À dix ans de distance (1993 pour le premier texte, 2002 pour le second) Salah
Stétié s'interroge sur le statut de la poésie dans le monde contemporain
qui, pour l'essentiel, l'ignore ou lui tourne le dos au profit d'autres formes
littéraires plus facile d'accès et plus rassurantes. Pourtant, dit l'auteur, la
poésie est depuis toujours liée au mystère de l'homme et de son destin.
C'est elle, en effet, qui interroge l'univers au même titre que la science,
quoique autrement ; c'est elle qui porte vers nous, venus du fond des âges,
tous les dépôts du sacré ; c'est elle qui fait et refait la langue.
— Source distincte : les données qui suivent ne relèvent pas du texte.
PR #215, opened 2022-02-25
feat:support EIP-712 sign typed data

SunskyXH:
### Motivation
Sign plain text message may confuse user, especially sign some text looks like OpenSea's list message. So more devs are going to use typed data in favor of plain text(eg. OpenSea's new list contract).
### Changes
- support EIP-712: Ethereum typed structured data hashing and signing
- use `signer._signTypedData` to implementation this feature
- 🔗 ethers.js signTypedData doc link: https://docs.ethers.io/v5/api/signer/#Signer-signTypedData

Your ENS/address: sunskyxh.eth

### DIFF
--- a/.changeset/brave-mugs-deny.md
+++ b/.changeset/brave-mugs-deny.md
@@ -1,0 +1,7 @@
+---
+'docs': minor
+'wagmi': minor
+'wagmi-testing': minor
+---
+
+Support EIP-712 sign typed data.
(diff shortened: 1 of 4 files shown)


kesar:
Could this get reviewed / merged? 🙏🏻 

We are using wagmi and implemented a very similar code for signing, it would be great if this would be part of the lib 👍🏻

tmm:
Closed and opened #250 to add updates

Issue #1022, opened 2014-01-17
Database deadlock


LeeKamentsky:
From Rob Ralston:
The problem with database locking has occurred only with the Windows version; the CentOS version has not had this trouble.
Today I downloaded the new release candidate that Lee Kamentsky sent out and tested the problem pipeline again. 

The problem was reproducible with the release candidate and actually was worse than with the previous beta version. I have attached two Word documents with screen shots and the error output. I also exported .csv versions of selected columns from Per_Image tables from the MySQL output (attached). There are 87 image pairs (numbered 1-87) the tables show that some images could be accessed and processed (I did not include the data columns), but there was extensive skipping (e.g., images processed were 1, 5,6,7,9,13 ..., images 2,3,4,8,10,11,12 ... were skipped do to DB locking). The images were in a DropBox folder, so I did a second run with images in a folder on the desktop, but had the same problem.

I ran a related pipeline on a larger image set, 311 image pairs including the 87 pairs mentioned above, with output to .csv files. This pipeline used the legacy image loading via a .csv metadata file and output the data into .csv files rather than to SQL. This pipeline ran very nicely (I really really appreciate your work on the multithreading!) with no problems. Testing a subset of the data showed the results were the same as obtained previously with r11710 on Win7 or r11052 on Linux.

I am running CP2.1 release candidate using an i5 processor with 8GB RAM on Windows 7 home premium OEM. The MySQL version is 5.5.28 winx64. This is a dual boot machine: I run CP2.0 r11052 on Linux Mint 13 on the same machine and also CP2.1 beta on CentOS 6.5 (via a SDHC card as mentioned previously). All of the Linux programs, including your CentOS version can write to the MySQL database (linux version in this case) without any problems. When I ran CP r11710 on the Win7 side, it also wrote data to MySQL without problems. 

I will check the SHOW PROCESSLIST command as you suggest and try a few other tests to see if I can isolate the specific problem.

Thanks again for your work on CellProfiler and making it available across multiple platforms. I really like the program.

Rob Ralston

PR #3456, opened 2018-01-16
Use `READ COMMITTED` isolation in place of coarse grained lock

chris-allan:
In a highly concurent batch processing environment there can easily be
100s of instances of CellProfiler.  With a decently complicated
pipeline and images collected with large frame (2K x 2K+) cameras there
can also easily be several 100 objects per image.  Under these
conditions MySQL lock timeouts will occur when using the InnoDB database
engine which is the default as of MySQL 5.7.

The coarse grained lock was instituted in 26c3841 as a fix for #1022.
While that issue does not detail the specifics it can be assumed that
the deadlocks mentioned were related to gap locking:

  https://dev.mysql.com/doc/refman/5.7/en/innodb-locking.html#innodb-gap-locks

The propensity for InnoDB to be affected by deadlocking problems is well
known.  So much so that there is a page dedicated to it in the MySQL
manual:

  https://dev.mysql.com/doc/refman/5.7/en/innodb-deadlocks.html

The ExportToDatabase module really executes no interdependent SELECT
statements in each corresponding transaction.  So, solving deadlocking
issues can be done much more elegently and concurrently by selecting an
appropriate level of transaction isolation for MySQL.  These levels are
detailed here:

  https://dev.mysql.com/doc/refman/5.7/en/innodb-transaction-isolation-levels.html

The level `READ COMMITTED` has been specifically chosen due to the
lack of interdependency in CellProfiler batch processing workflows and
the fact that gap locking is *disabled* for this isolation level.

### DIFF
--- a/cellprofiler/modules/exporttodatabase.py
+++ b/cellprofiler/modules/exporttodatabase.py
@@ -301,6 +301,11 @@ def connect_mysql(host, user, pw, db):
     '''Creates and returns a db connection and cursor.'''
     connection = MySQLdb.connect(host=host, user=user, passwd=pw, db=db)
     cursor = SSCursor(connection)
+
+    rv = cursor.execute('SET TRANSACTION ISOLATION LEVEL READ COMMITTED')
+    logger.info('Set MySQL transaction isolation to "READ COMMITTED": %r' % rv)
+    cursor.execute('BEGIN')
+
     #
     # Use utf-8 encoding for strings
     #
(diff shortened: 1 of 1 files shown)


chris-allan:
There were several days of work and lots of cluster time spent that went into researching and testing this change by @emilroz. During which the changes made by @0x00b1, @mcquin, @bethac07, and @AetherUnbound to the readability, testability, and general cleanliness of this module since 2.2.0 were essential. Thanks a lot!

chris-allan:
An example of the exceptions you are likely to see without this change when running CellProfiler under the conditions outlined in the PR description:

 * http://forum.cellprofiler.org/t/mysql-exporttodatabase-error-when-running-multiple-jobs-on-cluster/6205

Specifically:

```
...
OperationalError: (1205, ‘Lock wait timeout exceeded; try restarting transaction’)
...
```

PR #3483, opened 2018-02-05
Fix image resource paths

### LINKED ISSUE #3458: [Ubuntu 16.04] Odd behavior when determining relative image paths
I'm getting inconsistent behavior between my work machine and my laptop when attempting to load documentation images. Things seem to work fine as-is on my work machine, but on my desktop none of the images display properly. 

They _do_ display correctly when I modify L241 of `_help.py` to be
```
    return "./data/images/{}".format(filename)
```
instead of (current master)
```
    return "../images/{}".format(filename)
```

This was discovered when troubleshooting (and may be related to) #3454

mcquin:
Resolves #3458

### DIFF
--- a/cellprofiler/modules/_help.py
+++ b/cellprofiler/modules/_help.py
@@ -4,7 +4,7 @@ import os.path
 
 import pkg_resources
 
-import cellprofiler.setting
+import cellprofiler.gui.help.content
 from cellprofiler.preferences import ABSOLUTE_FOLDER_NAME, DEFAULT_INPUT_SUBFOLDER_NAME, DEFAULT_OUTPUT_SUBFOLDER_NAME
 
 DEFINITION_OBJECT = """\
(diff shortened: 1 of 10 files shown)


cellprofiler/modules/_help.py
```diff
@@ -220,29 +217,10 @@
...
-    )) == os.path.join("cellprofiler","data", "images", filename):
-        return os.path.relpath(pkg_resources.resource_filename(
-            "cellprofiler",
-            os.path.join("data", "images", filename)
-        ))
 
-    # Otherwise, we are probably building the documentation in sphinx.
-    # The path separator used by sphinx is "/" on all platforms.
-    return "../images/{}".format(filename)
+# TODO: Move these too??
```
AetherUnbound: Where would a better place for this be? It seems to be a common help resource, so it makes sense to me to leave it here.

mcquin: These images are only used in the context of modules, so I decided to leave these variables here. I will remove the TODO comment.

PR #3490, opened 2018-02-07
Remove unused, yet created, wxIDs.

### LINKED ISSUE #3461: C++ wx assertion errors pop up randomly during analysis runs
I've encountered this once or twice myself, but here are [some](http://forum.cellprofiler.org/t/cellprofiler-3-windows-10-large-dataset/5521/3) from [the](http://forum.cellprofiler.org/t/erro-message-c-assertion/5491) forum [recently](http://forum.cellprofiler.org/t/c-assertion-error-cp-3-0/5554); in only case did someone capture things from the terminal after (bottom snippet) but I've transcribed as best I can in the top snippet.  It's popped up in Windows 7, Mac, and Windows 10; the common thread seems to be that the pipelines run fine on smaller batches but hit this error on larger ones.  For at least 2 users running the pipeline with the display enabled ("eyes open") vs closed seemed to make a difference, one user said it did not and he had to decrease his batch size.  

I hadn't reported it before because it's an intermittent issue that apparently only crops up on large batch sizes, which I assumed would make it hard to debug and troubleshoot, but I realized it should probably be documented and hopefully you guys can do your magic and find it. 

image
image
image

```
C++ assertion "(itemid >=0 && itemid <SHRT_MAX) ||  (itemid>=wxID_AUTO_LOWEST && itemid <= wxID_AUTO_HIGHEST)" 
failed at ..\..\src\common\menucmn.cpp(260) in wxMenuItemBase::wxMenuItemBase(): invalid item value
```

```
File “CellProfiler\cellprofiler\gui\cpframe.py”, line 483, in OnClose
File “CellProfiler\cellprofiler\gui\pipelinecontroller.py”, line 1333, in check_close
File “site-packages\wx-3.0-msw\wx_controls.py”, line 193, in init
wx._core.PyAssertionError: C++ assertion “id == wxID_ANY || (id >= 0 && id < 32767) || (id >= wxID_AUTO_LOWEST && id <= wxID_AUTO_HIGHEST)” failed at …\src\common\wincmn.cpp(372) in wxWindowBase::CreateBase(): invalid id value
```

mcquin:
Resolves #3461 

These IDs were not used but were being created every time the module was displayed.
They were not being cleaned up, and so caused an overflow error when allocated new IDs.

### DIFF
--- a/cellprofiler/gui/namesubscriber.py
+++ b/cellprofiler/gui/namesubscriber.py
@@ -42,7 +42,6 @@ class NameSubscriberComboBox(wx.Panel):
         if choices is None:
             choices = []
         self.orig_choices = choices
-        self.IDs = [wx.NewId() for c in choices]
         sizer = wx.BoxSizer(wx.HORIZONTAL)
         self.combo_dlg = wx.ComboBox(
                 self, choices=[choice[0] for choice in choices],
@@ -65,7 +64,6 @@ class NameSubscriberComboBox(wx.Panel):
         for child in self.combo_dlg.Children:
             # Mac implements read_only combobox as a choice in a child
             child.Bind(wx.EVT_RIGHT_DOWN, self.right_menu)
-        self.Bind(wx.EVT_MENU, self.menu_selected)
         self.callbacks = []
 
     def choice_made(self, evt):
@@ -97,12 +95,8 @@ class NameSubscriberComboBox(wx.Panel):
         menu = wx.Menu()
         all_menu = wx.Menu()
 
-        unsorted_choices = [
-            (name, annotation, num, is_input_module, identifier)
-            for (name, annotation, num, is_input_module), identifier in
-            zip(self.orig_choices, self.IDs)]
         fn_key = lambda x: (x[2], x)
-        choices_sorted_by_num = sorted(unsorted_choices, key=fn_key)
+        choices_sorted_by_num = sorted(self.orig_choices, key=fn_key)
         for name, annotation, num, is_input_module, choiceid in \
                 choices_sorted_by_num:
             all_menu.Append(choiceid, "filler")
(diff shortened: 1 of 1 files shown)


caticoa3:
I'm experiencing the same error mentioned in issue #3461. I installed CellProfiler version 3.1.3 and reinstalled today, before writting this message to make sure I had the latest of the master branch. From what I see above the correction has been merged into master. I'm by no means a expert at github so maybe perhaps Im wrong and its not included in the master yet. 
I used Conda to install following the instructions provided on the wiki. I am working on Linux (Ubuntu 16.04). My computer hsa a 3.4GHz quad core AMD A10, 8GB of ram and 8GB swap.  

I'm using CellProfiler to correcting uneven illumination of labeled cells and their nuclei.

First, I have about 148 errors from duplicate images or missing channels. 
eg, Error for image set, channel=6.22.08 / MAP2 / P / 9b / 2 / , metadata=CY3_or_CY5: Duplicate entries
Error for image set, channel=6.22.08 / MAP2 / P / 9b / 3 / , metadata=CY3_or_CY5: Duplicate entries
Error for image set, channel=6.22.08 / RIP /  / 18a / 3 / , metadata=DAPI: Missing from channel   

I understand the errors are occuring to avoid creating identical or incomplete image sets. So, I ignore these and the process continues. 

I then have are about 530 images sets that begin processing. Then, another error occurs:
broadcast error.
I think this is occuring because some of my images are probably not the same dimensions. I'll need to check on this. Therefore, I cancel processing for all image sets with this errors.
After canceling intemitently images due to this error the process is about 480 sets into processing, I get the error mentioned in #3461  

cellprofiler error
traceback 2018-05-04
Kernel process accumulate/increase in swap as images set are processed. Most of the swap is consumed by the time the error mentioned in #3461 occurs.
htop at time of error 3641 2018-05-04

I selected "Cancel" for each image that experienced the #3461 error, until the end of the batch. After that the CellProfiler would not exit post-processing.

Thanks for reading

PR #3495, opened 2018-02-09
Remove unused ImageSetCache

### LINKED ISSUE #3493: Remove measurements' ImageSetCache from stable
It's unused and may be incompatible with the latest versions of h5py. From https://github.com/CellProfiler/CellProfiler/pull/3455#issuecomment-357985250:

> The image set cache is broken with versions of h5py >= 2.7.0. It is implied in #2229 that while there are tests targetting it, the class isn't itself actually used anywhere. Lacking more information I have pinned the h5py version at < 2.7.0.

Additionally, the ImageSetCache was removed in 3.0.0 in #2229.

This should be done before releasing 2.2.2.

mcquin:
Resolves #3493


mcquin:
> Anything else barring the 2.2.2 release?

Not that I can think of!

PR #3496, opened 2018-02-11
Include example pipeline as a package resource.

### LINKED ISSUE #803: Load a simple pipeline URL on introduction page fails when using a proxy server
We use a proxy server for our internet access which causes the "Load a simple pipeline" link on the "Welcome to CellProfiler" window to fail (see screenshot). I'm on OSX 10.8.4 and CP 2.1 rev 7a43182.

image

### LINKED ISSUE #3007: Remove internet access requirement when loading example pipeline from Welcome screen
Is there a good reason why we don't just package the three images + example pipeline when releasing CP? It ensures a match between version of CP and pipeline version, and works even without internet access. It would allow us to tear out a fair bit of code I'd imagine.

I'm not sure why we set it up this way: possibly because we thought it'd be nice to be able to update the example all the time... but it turns out we never make substantive changes to it anymore other than updates to version changes.

mcquin:
Resolves #3007 
Resolves #803


AetherUnbound:
Since `setup.py` pulls everything in from `data/` two levels deep, the examples folder should be pulled when setup runs. However, when I try loading the pipeline from the welcome screen I still get the images being sourced from `githubusercontent`.

mcquin:
Nice catch. I'll ensure the images can be fetched without an internet
connection as well.

PR #3514, opened 2018-03-06
Backport s3 URL support to stable

mcquin:


cellprofiler/modules/images.py
```diff
@@ -256,6 +256,9 @@ def prepare_run(self, workspace):
                 expression, ifcls)
             file_array = env.make_object_array(len(file_list), scls)
             for i, url in enumerate(file_list):
+                if url.startswith("s3:"):
+                    url = url.replace(" ", "+")
```
AetherUnbound: Why does this have to get removed and then replaced?

mcquin: Great question. Essentially, `" "` characters cause URI validation to fail. s3 links don't work when you %-encode whitespace within the resource name. s3 uses `+` to encode whitespace (and %-encodes `+` if it appears in the bucket or resource name), so it's safe to use here.

PR #3515, opened 2018-03-07
UTF fixes

### LINKED ISSUE #2538: remove `cellprofiler.utilities.utf16encode`

AetherUnbound:
Resolves #2538 
Pipeline files will now be written out as version `4`, which will be in strictly string-escaped utf-16 format (rather than the homebrewed utf-16 conversion). 

Unit tests were adjusted to reflect these changes.

### DIFF
--- a/cellprofiler/pipeline.py
+++ b/cellprofiler/pipeline.py
@@ -138,7 +138,7 @@ FMT_MATLAB = "Matlab"
 FMT_NATIVE = "Native"
 
 '''The current pipeline file format version'''
-NATIVE_VERSION = 3
+NATIVE_VERSION = 4
 
 '''The version of the image plane descriptor section'''
 IMAGE_PLANE_DESCRIPTOR_VERSION = 1
@@ -880,6 +880,7 @@ class Pipeline(object):
             raise NotImplementedError('Invalid header: "%s"' % header)
         version = NATIVE_VERSION
         from_matlab = False
+        do_deprecated_utf16_decode = False
         do_utf16_decode = False
         has_image_plane_details = False
         git_hash = None
@@ -898,7 +899,9 @@ class Pipeline(object):
                 version = int(value)
                 if version > NATIVE_VERSION:
                     raise ValueError("Pipeline file version is {}.\nCellProfiler can only read version {} or less.\nPlease upgrade to the latest version of CellProfiler.".format(version, NATIVE_VERSION))
-                elif version > 1:
+                elif version > 1 and version < 4:
+                    do_deprecated_utf16_decode = True
+                elif version >= 4:
                     do_utf16_decode = True
             elif kwd in (H_SVN_REVISION, H_DATE_REVISION):
                 pipeline_version = int(value)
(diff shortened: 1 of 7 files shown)


cellprofiler/pipeline.py
```diff
@@ -1026,6 +1031,8 @@ def rl():
                 attribute_strings = attribute_string[1:-1].split('|')
                 variable_revision_number = None
                 # make batch_state decodable from text pipelines
+                # NOTE: These variables are **necessary**, even though they aren't used anywhere obvious
+                # Removing them **will*
```
popiel: This comment looks incomplete.

tests/test_pipeline.py
```diff
@@ -663,28 +663,39 @@ def test_13_03_save_long_measurements(self):
...
         fd = cStringIO.StringIO()
         pipeline.savetxt(fd, save_image_plane_details=False)
         result = fd.getvalue()
         lines = result.split("\n")
-        self.assertEqual(len(lines), 10)
+        self.assertEqual(len(lines), 11)
+        text, value = lines[-3].split(":")
+        #
+        # unicode encoding:
+        #     backslash: \\ (BOM encoding)
```
popiel: The BOM is separate from the backslash, and should be presented on its own line in this comment.

tests/test_pipeline.py
```diff
@@ -663,28 +663,39 @@ def test_13_03_save_long_measurements(self):
...
+        #     unicode character: \u
```
popiel: I think you mean \u2211 here.  BTW, that's the n-ary summation character, if you want to name it (as you did for the backslash above).

0x00b1:
@AetherUnbound Amazing! The problem with a number of tests is the use of a string rather than byte literal coupled with the use of `encode` rather than `decode`. I believe this can be fixed by prepending a `b` to the `value` string and replacing `encode` with `decode`, e.g.

```Python
>>> value = b"\xff\xfe/\x00t\x00m\x00p\x00/\x00c\x00p\x00_\x00e\x00x\x00a\x00m\x00p\x00l\x00e\x00i\x00m\x00a\x00g\x00e\x00s\x00A\x00K\x00V\x00C\x00N\x00Y\x00"
>>> value.decode("utf-8")
"/tmp/cp_exampleimagesAKVCNY"
```

cellprofiler/preferences.py
```diff
@@ -206,7 +205,7 @@ def config_read(key):
         value = None
     if value is not None:
         try:
-            value = utf16decode(value)
+            value = cellprofiler.utilities.utf16encode.utf16decode(value)
```
0x00b1: Could this be replaced with the corresponding Python method?

```Python
value = value.encode("utf-16")
```

cellprofiler/preferences.py
```diff
@@ -228,7 +227,7 @@ def config_write(key, value):
         shutup = wx.LogNull()
     __cached_values[key] = value
     if value is not None:
-        value = utf16encode(value)
+        value = value.encode('utf-16')
```
0x00b1: Could this be replaced with the corresponding Python method?

```Python
value = value.decode("utf-16")
```

cellprofiler/preferences.py
AetherUnbound: I think so! I can try that

cellprofiler/preferences.py
AetherUnbound: I think this is supposed to be encoded so that it's written out in byte format here...although I may be swapping encode/decode

AetherUnbound:
I'll give your suggestion a shot WRT the unit tests!

tests/test_pipeline.py
AetherUnbound: How is the BOM separate from the two backslashes here?

Issue #1992, opened 2016-04-29
Can't select Illumination Function or Objects NamesAndTypes set to All Images 


dlogan:
Master on Mac
Open a blank pipeline.
In NamesAndTypes, leave "Assign a name to:" = "All images"
You can see that there are only three image types to choose from:
![image](https://cloud.githubusercontent.com/assets/1225595/14923321/8ac7c7a4-0e0a-11e6-9376-46a17f11cf03.png)

Now in NamesAndTypes, change "Assign a name to:" = "Grayscale image"
You can see that there are now five image types to choose from:
![image](https://cloud.githubusercontent.com/assets/1225595/14923330/99ce12bc-0e0a-11e6-9fde-c901d6e85ac6.png)

Maybe this is a feature, but I can't think why.  Probably should show all 5.

braymp:
I think the idea there was to omit more esoteric image types from the simple "I just have one channel" view.

dlogan:
Hmm, I see.  I think it's preferable to show them all -- the default is Grayscale anyway which aligns with the simplest use-case.  I was writing up instructions for folks using ilastik and they might be loading label matrices as inputs, and I could imagine someone wanting to load only Objects.  

I'd prefer to do this sort of simplifying when (if?) we implement the Simple/Advanced Mode, but am ok with ignoring this if others don't agree.

AnneCarpenter:
I think it makes no sense to choose "Illumination Function" if you're choosing all images. I don't see why Objects would be intentionally excluded from the list, though. 

So, for simplicity, it sounds like we are all supportive of putting all 5 options in.

DavidStirling:
I've been looking into this (better late than never!), but it seems that it's not trivial to allow using 'Objects' when not matching with rules. "Assign to everything" mode works very differently and would need a substantial rewrite to be compatible with using objects as well. Since this can easily be worked around by creating a generic rule, I've just added a note to the help text explaining this.

PR #3522, opened 2018-03-19
Allow pre-labeled images to be used in ConvertImageToObjects

AetherUnbound:
If the objects from a pipeline were saved, there was no way to easily import them into a different pipeline as objects. This extends `ConvertImageToObjects` to (logically) convert an integer labeled array into objects. This conversion respects previous labels - it doesn't force to connected but separately labeled objects into a single, shared label.

### DIFF
--- a/cellprofiler/modules/convertimagetoobjects.py
+++ b/cellprofiler/modules/convertimagetoobjects.py
@@ -5,6 +5,7 @@ import skimage.measure
 import cellprofiler.module
 import cellprofiler.setting
 
+
 HELP_BINARY_IMAGE = """\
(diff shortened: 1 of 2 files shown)


bethac07:
>If the objects from a pipeline were saved, there was no way to easily import them into a different pipeline as objects. 

This is not true.  You can designate them as "Objects" in NamesAndTypes.  Unless this is doing something different this functionality is redundant.

AetherUnbound:
That's incredibly good to know! It seems that option is not exposed by default though, only when you filter on image matching certain rules.

AetherUnbound:
This has also been mentioned in #1992, and it might be removable once #3523 gets resolved

PR #3528, opened 2018-03-27
Make the display for labeled images show label index rather than RGB value

### LINKED ISSUE #3521: 3D labeled objects (segmentations) show RGB values not intensity value
3D labeled objects (and perhaps all objects?) show RGB values for segmentations, not intensity values. This can be frustrating when trying to determine if objects before and after a step have the same labels. 

Left side shows intensity:
screenshot_2018-03-19_11-01-20

Right side shows RGB:
screenshot_2018-03-19_11-01-35

AetherUnbound:
Resolves #3521 

Previously, modules that used the reasonably named `subplot_imshow_labels` function would ultimately display the labels as RGB values rather than intensity values. This is supremely unhelpful in most cases where one wants to know the indexed label given to a certain blob (e.g. RelateObjects). 

This PR adds a custom colormap to `subplot_imshow_labels` when a background image is not supplied that allows the background of the labeled image to remain black while still showing the intensity values of the given objects. I had to play around with different colormaps to find the right fit - if there were 200+ objects in an image, adjacent objects would be essentially indistinguishable with the default colormap. I ultimately found the [prism](https://matplotlib.org/examples/color/colormaps_reference.html) colormap with a _higher_ frequency gave that "random" coloring that was desired without having to randomize the actual array in RGB space. 

Examples **before**:
screenshot_2018-03-26_18-16-16
screenshot_2018-03-26_18-17-21

Examples **after**:
screenshot_2018-03-26_18-18-45
screenshot_2018-03-26_18-19-56


AnneCarpenter:
If I understand correctly, you are providing an additional option for a colormap, or does it replace the current colormap? 

I don't even remember if there are multiple colormap options allowed in the first place! But your description makes sense to me - definitely we want to be able to distinguish adjacent objects well. Sounds like you've tested the things I would've suggested -  making sure it works for a wide range of object numbers. 

I think the new colors are tasty-looking. It's like a whole new look for CP!

cellprofiler/gui/figure.py
```diff
@@ -1588,19 +1588,29 @@ def subplot_imshow_labels(
...
+            )
+            colormap = None
+        else:
+            # Mask the original labels
+            label_image = numpy.ma.masked_where(image == 0, image)
+            # Create a custom colormap
+            # Based off of the prism color map (with higher frequency):
+            # https://github.com/matplotlib/matplotlib/blob/master/lib/matplotlib/_cm.py#L53-L57
+            new_prism = {
+                'red': lambda x: 0.75 * numpy.sin((x * 42 + 0.25) * numpy.pi) + 0.67,
```
0x00b1: A minor detail, but `0.67`?

AetherUnbound: I literally copied this block straight from matplotlib's source (linked above) and adjusted the frequency `20.9 --> 42` to make it a bit higher. What would you suggest changing this to?

AetherUnbound:
@AnneCarpenter I'm actually modifying the default _label_ colormap. This will only affect modules that try to show the segmentations in the display via the function `subplot_imshow_label`. All other functions are unaffected by this change.

For me (and @derekthirstrup) it seemed odd and frustrating that what should have been displayed as segmentation labels was displayed as RGB values. `subplot_imshow_label` calls `subplot_imshow` under the hood, which _does_ use the user-defined colormap if one was not defined. So all modules that don't use `subplot_imshow_label` will continue to use the user defined colormaps, but those that do will now have this overridden colormap. That said, even though we might be overriding the user's colormap, I think it makes sense in this case to do so because I'm doing some other logic to make sure the image background is black.

AetherUnbound:
@bethac07 @AnneCarpenter @0x00b1 
I believe I've fixed this appropriately! Several improvements:

- User defined colormaps work correctly for objects
- Object plots now show intensity correctly, rather than random RGB values, or floats for an integer intensity value
- Object labels are randomized similar to how they were before (so adjacently labeled objects won't usually be the same color), without losing the object label information

**Before**
2D with default colormap
2dbeforecmap
2D with "cool" colormap
2dbeforecmap_cool
3D with default colormap
3dbeforecmap

**After**
2D with default colormap
2daftercmap
2D with "cool" colormap
2daftercmap_cool
3D with default colormap
3daftercmap
3D with "cool" colormap
3daftercmap_cool

cellprofiler/gui/figure.py
```diff
@@ -1593,19 +1604,35 @@ def subplot_imshow_labels(
...
+            label_image = cellprofiler.object.overlay_labels(
+                labels=image,
+                opacity=opacity,
+                pixel_data=background_image,
+                max_label=max_label,
+                seed=seed
+            )
+            colormap = None
+        else:
+            # Mask the original labels
```
0x00b1: We could consider breaking this into a function to emphasize the underlying logic.

cellprofiler/modules/convertimagetoobjects.py
```diff
@@ -138,7 +138,7 @@ def display(self, workspace, figure):
             y=0
         )
 
-        figure.subplot_imshow(
+        figure.subplot_imshow_labels(
```
0x00b1: We should (eventually) consider converging to one common name for this type of data. In addition to labels, we also use masks and segmented. 🤷‍♀️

C'est elle
surtout qui, dans sa lumière d'énigme, éclaire tous les aspects de nos
existences et réfléchit dans son miroir l'immensité du cosmos dans lequel
nous baignons - peinant, rêvant, aimant, souffrant, questionnant...
Les plus grands noms de toute littérature sont des noms de poètes. Folle,
la poésie ? Elle est la raison la plus profonde et la mieux fondée de toutes
nos merveilleuses déraisons. Est-elle, par ailleurs, l'objet et la victime d'un
interdit ? Oui, dans la mesure où la loi de la cité n'est pas la sienne et qu'elle
est depuis toujours celle qui, face au déni de la vie et du rêve, dit non.
Pourquoi ce titre l'interdit ? Parce que la formulation n'est jamais innocente
et que les mots retiennent non seulement ce qui, dans l'expérience de
chaque homme, fait partie du bonheur et du malheur d'être mais aussi parce
que le langage lui-même, et spécialement le langage poétique, en tentant de
piéger dans ses figures la splendeur de la réalité, franchit une mystérieuse
frontière et, quelque part, court le risque de faire de la beauté une idole, en
quoi la beauté devient, à son tour, l'image de la mort.